**WHAT TO WORK ON**:
Reproduce this listing from its first line through the line with "the above issues.", inclusive, leaving out all that follows.

**TASK DATA**:
PR #2639, opened 2024-07-26
MWPW-155316 - Fixing Pill Notification edge cases

elan-tbx:
* When using a Pill Notification without a heading, "undefined" would be injected into the markup.
* Furthermore, when using a hex color background with the "flexible" and "no-close" variants, "null" would be injected into the markup.
* This PR fixes the above issues.

Resolves: [MWPW-155316](https://jira.corp.adobe.com/browse/MWPW-155316)

**Test URLs:**
- Before: https://main--milo--adobecom.hlx.page/drafts/ebartholomew/pill-testing?martech=off
- After: https://ebartholomew-pill-bugs--milo--adobecom.hlx.page/drafts/ebartholomew/pill-testing?martech=off

### DIFF
--- a/libs/blocks/notification/notification.css
+++ b/libs/blocks/notification/notification.css
@@ -2,6 +2,7 @@
   --min-block-size: 160px;
   --min-block-size-ribbon: 50px;
   --min-block-size-pill: 72px;
+  --margin-inline-pill-desktop: 80px;
   --margin-inline-ribbon: 30px;
   --max-inline-size-image: 75px;
   --max-inline-size-icon: 231px;
@@ -521,6 +522,10 @@
     padding-block: var(--spacing-xs);
     padding-inline: var(--spacing-m);
     margin: 0;
+  }
+
+  .notification.pill:not(.flexible) .foreground.container {
+    inline-size: calc(100% - var(--margin-inline-pill-desktop) * 2);
   }
 
   .notification.pill.flexible .foreground.container {
--- a/libs/blocks/notification/notification.css
+++ b/libs/blocks/notification/notification.css
@@ -364,10 +364,6 @@
     inline-size: auto;
   }
 
-  .notification.ribbon .foreground.container .icon-area {
-    flex-shrink: 1;
-  }
-
   .notification.ribbon .copy-wrap {
     margin-inline-end: var(--spacing-s);
   }
--- a/libs/blocks/notification/notification.css
+++ b/libs/blocks/notification/notification.css
@@ -47,7 +47,8 @@
   font-weight: unset;
 }
 
-.notification [class*="heading-"] + p {
+.notification [class*="heading-"] + p,
+.notification.pill p {
   margin-block-end: var(--spacing-s);
 }
 
@@ -553,6 +554,10 @@
     flex-wrap: wrap;
     align-items: baseline;
     text-align: start;
+  }
+
+  .notification.pill .copy-wrap > * {
+    max-inline-size: 100%;
   }
 
   .notification.ribbon.space-between .foreground.container .icon-area {
--- a/libs/blocks/notification/notification.css
+++ b/libs/blocks/notification/notification.css
@@ -452,6 +452,7 @@
   .notification.max-width-10-desktop .foreground.container {
     margin-inline: var(--grid-margins-width-10);
     gap: var(--spacing-l);
+    max-inline-size: calc(var(--grid-column-width) * 10);
   }
 
   .notification.full-width .foreground.container {
--- a/libs/blocks/notification/notification.css
+++ b/libs/blocks/notification/notification.css
@@ -364,6 +364,10 @@
     inline-size: auto;
   }
 
+  .notification.ribbon .foreground.container .icon-area {
+    flex-shrink: 1;
+  }
+
   .notification.ribbon .copy-wrap {
     margin-inline-end: var(--spacing-s);
   }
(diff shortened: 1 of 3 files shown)


libs/blocks/notification/notification.js
```diff
@@ -90,8 +90,15 @@ function decorateFlexible(el) {
     el.querySelector('.background'),
     el.querySelector('.foreground'),
     el.querySelector('.close'),
-  ];
+  ].reduce((acc, curr) => {
+    if (curr) return [...acc, curr];
+    return acc;
+  }, []);
```
mokimo, line 96: Why do you need the reduce here? Does innards get mutated somehow within `inner` after it's added to the DOM?

libs/blocks/notification/notification.js
```diff
@@ -72,7 +72,7 @@ function getBlockData(el) {
 function wrapCopy(foreground) {
   const text = foreground.querySelector('.text');
   if (!text) return;
-  const heading = text?.querySelector('h1, h2, h3, h4, h5, h6');
+  const heading = text?.querySelector('h1, h2, h3, h4, h5, h6') || text?.querySelector('p:not(.icon-area, .action-area)');
```
overmyheadandbody, line 75: Wouldn't this achieve the same result?
```suggestion
  const heading = text?.querySelector('h1, h2, h3, h4, h5, h6, p:not(.icon-area, .action-area)');
```

libs/blocks/notification/notification.js
```diff
@@ -90,8 +90,15 @@ function decorateFlexible(el) {
...
     el.querySelector('.close'),
-  ];
+  ].reduce((acc, curr) => {
+    if (curr) return [...acc, curr];
+    return acc;
+  }, []);
   const inner = createTag('div', { class: 'flexible-inner' }, innards);
+  if (el.style.background) {
+    inner.style.background = el.style.background;
+    el.style.background = '';
```
overmyheadandbody, line 100: Nit: is the empty value of use anywhere moving forward? Otherwise we could just `delete` it.

libs/blocks/notification/notification.js
overmyheadandbody: I'm also a bit confused on this. Would mapping the options so that any element that doesn't exist gets turned to a simple `''`? Or filter it to only include elements that exist?

chrischrischris: As @overmyheadandbody suggested, filter should work for this.

```suggestion
  ].filter(Boolean);
```

elan-tbx: It's accounting for situations where `el.querySelector('.background')` and/or `el.querySelector('.close')` return null -- otherwise "null" gets used as content in the `createTag` call below

libs/blocks/notification/notification.js
elan-tbx: The `CSSStyleDeclaration` interface doesn't recognize the `delete` keyword, but it does have a `removeProperty` method that achieves the same result -- I'll use that 👍 

https://developer.mozilla.org/en-US/docs/Web/API/CSSStyleDeclaration/removeProperty

elan-tbx:
@mokimo @overmyheadandbody would this be preferable?

```js
const innards = [
    el.querySelector('.background') || '',
    el.querySelector('.foreground'),
    el.querySelector('.close') || '',
  ];
```

mokimo:
@elan-tbx either the empty string as you suggested or simply Bool filter as @chrischrischris neatly demonstrated

libs/blocks/notification/notification.js
elan-tbx: @chrischrischris Sorry -- for some reason my chrome tab of this PR didn't update to include your comment. Will do! 👍

libs/blocks/notification/notification.js
```diff
@@ -90,8 +90,15 @@ function decorateFlexible(el) {
     el.querySelector('.background'),
     el.querySelector('.foreground'),
     el.querySelector('.close'),
-  ];
+  ].reduce((acc, curr) => {
+    if (curr) return [...acc, curr];
+    return acc;
+  }, []).filter(Boolean);
```
overmyheadandbody, line 96: I'm still not clear on this 😅 Do you still need the reduce since you're using the filter?

elan-tbx: Oh man... I need more coffee. Fixing now 😅

overmyheadandbody (approved):
Thanks for the updates!

mokimo (approved):

ryanmparrish (approved):

elan-tbx:
Removing `Ready for Stage` label as a related bug was found, will re-assign to @NadiiaSokolova after next push

libs/blocks/notification/notification.css
```diff
@@ -362,10 +364,6 @@
     inline-size: auto;
   }
 
-  .notification.ribbon .foreground.container .icon-area {
-    flex-shrink: 1;
-  }
```
overmyheadandbody, line 367: Can a notification be both a pill AND a ribbon at the same time? I'm just wondering because the removed style related to the latter, while the PR is trying to address the former and want to make sure we're not removing something that might have value for other use-cases.

elan-tbx: Good point. This came up after another authoring audit, so the hope was to combine that work with this work. I'll keep them separate and work with the reporter to get a ticket made and make a separate PR 👍

Sartxi (approved):

NadiiaSokolova:
Verified, Ready for Stage.
Testing details https://jira.corp.adobe.com/browse/MWPW-155316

**ANSWER SPACE**:
PR #2639, opened 2024-07-26
MWPW-155316 - Fixing Pill Notification edge cases

elan-tbx:
* When using a Pill Notification without a heading, "undefined" would be injected into the markup.
* Furthermore, when using a hex color background with the "flexible" and "no-close" variants, "null" would be injected into the markup.
* This PR fixes the above issues.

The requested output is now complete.